Group

A group is an entity containing users and is attached to a specific profile. A group contains a set of parameters such as Display Protocols in CARESTREAM PACS Client or specific security settings, etc.

Profile

A profile describes the functions a user has after logging in to the CARESTREAM PACS Client. A profile contains a list of features (similar to licensing). Sites cannot edit the contents of a profile. One group can only belong to one profile. However, several different groups can belong to the same profile.

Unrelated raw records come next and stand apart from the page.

PR #468, opened 2026-06-23
Traci/styling/styling updates

traciday:
🏠 Supervisor home redesign · Ember 4.12 migration · preference-aware board routing
Overview
This PR delivers a redesigned supervisor home dashboard, completes the Ember 3.28 → 4.12 migration, and makes board navigation honor each user's view-style preference, plus a handful of focused UI refinements.

ℹ️ Scope note: this long-lived styling branch has merged staging back in many times, so a lot of earlier work (the create-board redesign, the guided-tour system, the board-detail responsive overhaul, and the server-side security hardening) already shipped through staging and is intentionally not re-listed here. Everything below is what's genuinely new vs staging.

✨ Supervisor dashboard / home redesign (headline)
A role-aware home for supervisors, supporters, and admins — cards, hierarchy, and tiles instead of a flat list.

New cards in authenticated-view.hbs: Rooms (md-card--rooms, tiles → organization.room), Communicators Need Attention (md-card--attention, flagged supervisees with avatar + status pill), and My Organizations reworked from a single click-through button into per-org tiles (role · rooms · plan).
Layout engine — dashboard_sections.js: adds rooms + attention sections, a new communicatorsNeedingAttention() helper + ATTENTION_STATUS_IDS, a supervisor-specific default order, full-width packing for Boards/Caseload/Rooms/Attention/Org, and a corrected hasOrgManagement (supporters alone no longer trigger the Org card).
Header/data — authenticated-view.js: computes role label (Admin/Manager/Supervisor), naturally-sorted rooms (Intl.Collator), first-4 + overflow, and the attention/orgs lists.
New Dashboard::GlowAvatar (glow-avatar.js): samples a communicator's avatar, extracts a saturation-weighted representative color, and emits --avatar-glow-* CSS vars for a soft per-user glow (with a safe fallback for cross-origin-tainted images).
Backend support — lib/json_api/user.rb: new org_status_for(user) derives no-home-board vs tree-deciduous, now emitted in the supervisor branch so it survives the /supervisees refetch that fires for 10+ communicators (otherwise the largest caseloads silently emptied the Attention card). app.js registers the derived no-home-board status.
Responsive SCSS cascade at ≤1024 / 768 / 640 / 460 px + prefers-reduced-motion; 6 new optimized PNG card/tile art assets.
⬆️ Ember 4.12 migration (mechanical, no behavior change)
ember-data / ember-source → ~4.12, eslint-plugin-ember 11.x, swapped to ember-template-lint (drives the large package-lock.json churn).
23 Ember-Data models migrated DS.* → @ember-data/model RFC-395 imports — verified import-only, no logic changes.
New .eslintrc.js pinning the 11.x ruleset for this classic (non-Octane) app — Octane-architecture rules off, real-bug/deprecation rules kept as warnings.
Deprecation fixes: transitionToRoute → router.transitionTo, component mouseEnter hook → didInsertElement DOM listener, and highlight-outlet switched off the Ember-4-rejected object-first (action obj "name") form to bound function wrappers.
🧭 Preference-aware board navigation
New board_view.js → board_view_route(user): opens board-detail (modern) by default, board-alt (classic) only when preferences.board_view_style === 'classic'.
Routed 5 entry points through it: the catch-all board route, board-icon & board-preview overlays, the dashboard board strip (goToBoard), and the org default-home-board link. Board creation/import flows intentionally stay on board-detail (edit flow needs it).
📐 board-detail: short-screen scrolling
Extended the existing square-collapse rule to https://github.com/media (max-width: 1024px), (max-height: 700px) so wide-but-short windows keep square buttons and scroll

vertically — preserving the original tight button gaps instead of cramming/stretching the grid.
🎨 Create-board refinements
AI-mode intro checklist (replaces the AI subtitle), paint color labels with an aria-live selected-color readout, and preview chips that respect the user's text-position so they match the live grid.
📝 Record-note modal restyle
Converted the "New Note" modal from legacy Bootstrap (form-horizontal / col-sm-) to the modern md- modal system — same functionality (topic, status, text/video toggle), new look.
🌐 i18n
~43 new en keys (dashboard/supervisor, create-board, import/export) regenerated across 13 locales.

Triaged all 8 adversarial findings against the code:

Fixed (3):

#7 room-count pluralization → now uses i18n.t('n_rooms', "room", {count}).
#8 glow onload now guards against stale/torn-down callbacks.
#6 added a CSS.supports('color', …) check before applying a custom paint color (note: it was already .trim()d, and the primary control is <input type="color">, but this hardens the hand-typed hex field).
False positives (4):

#2 (CSS injection) — the interpolated values are all numeric: rgb is hslToRgb() → Math.round ints (0–255), strong/soft are .toFixed(3). Output is always rgba(<int>,<int>,<int>,<float>); hostile pixels change only the numbers, no CSS syntax is injectable.
#5 (img.src XSS) — assigning a URL to .src never executes javascript:/data: as script; an  isn't a navigation context. Not a sink.
#4 (observer before attach) — didInsertElement also calls _applyGlow() after attach, so the glow renders on initial paint; the observer only handles later src changes.
#3 (org_status tenant scope) — the endpoint scopes by user.supervisees (the existing supervision authz), and org_status_for only reflects each supervisee's own home-board/org state, which the supervisor is already entitled to. No cross-tenant exposure.
#1 (feature flag) — accepting as-is: the flag policy primarily protects communicator-facing AAC speak surfaces or features we want to gate behind a purchased product; this is the supervisor home (clinicians/parents) and the cards extend an already-established surface rather than introducing a new gated feature.


swahlquist:

## Automated PR Review

| --- | --- | --- |
| Adversary (DeepSeek-V3.2, ZDR) | `BLOCK` | 8 |

**Senior-dev:** The PR is a large, well-structured set of changes. Most findings are mechanical and low-risk, but two concrete issues stand out: a new user-facing status label missing i18n indirection at registration time, and a glow-avatar observer that fires before element attachment on src changes.

**Adversary:** Critical security regression in glow-avatar exposes cross-origin pixel leakage; multiple permission checks missing for new dashboard data; race condition in org_status_for can corrupt user objects.

### Findings (12 unique)
- **[HIGH]** Cross-origin pixel theft via getImageData in glow-avatar - glow-avatar.js line 91 calls getImageData on canvas with user-controlled avatar URLs (src). This violates same-origin policy and will throw SecurityError for non-CORS images, but for CORS images it leaks pixel data to client JavaScript. This is a security regression - avatar pixels should never be a... _(flagged by: adversary)_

For example: Group A belongs to one specific profile (Profile A). Group B also belongs to one specific profile (Profile A). Users of both groups have the same set of basic features (and user interface) when they log on to the system. However, each group has its own set of permissions.

A feature is a licensed permission, is not configurable, and represents a function in the system.

Permissions

The permissions to perform certain operations or view certain data are controlled by the Security Manager and managed by the UM. Permissions are attached by default to a specific group. Permissions can also be configured on a user level. Each group has a specific set of permissions with a 1:1 ratio (one set of permissions is available for one group and vice versa).

The same theory applies to users. For example, a user belonging to a group automatically inherits the group’s permissions. If a specific permission is added or removed from the user, the user has a specific set of permissions.

You can configure permissions on a system, group, or user level. Each level overrides the preceding level.

Certain permissions are dependent upon features. If a user does not have the feature in the profile to which the user is attached, the permission is not available to the user.

The permissions mechanism must read the profile content and allow configuring permissions for the relevant features in the profile and changing the permissions. Features that are not in a specific profile do not appear in the User Management at all.

Permissions and Profiles

Certain features of the system are included as part of the profile definition and require permission controls. The permissions mechanism allows configuring or changing permissions for the relevant features in the profile. Features that are not in a specific profile do not appear in the Security Manager. Most sites have more than one profile, so the permissions mechanism must be able to read the profile that is relevant for a specific user or group.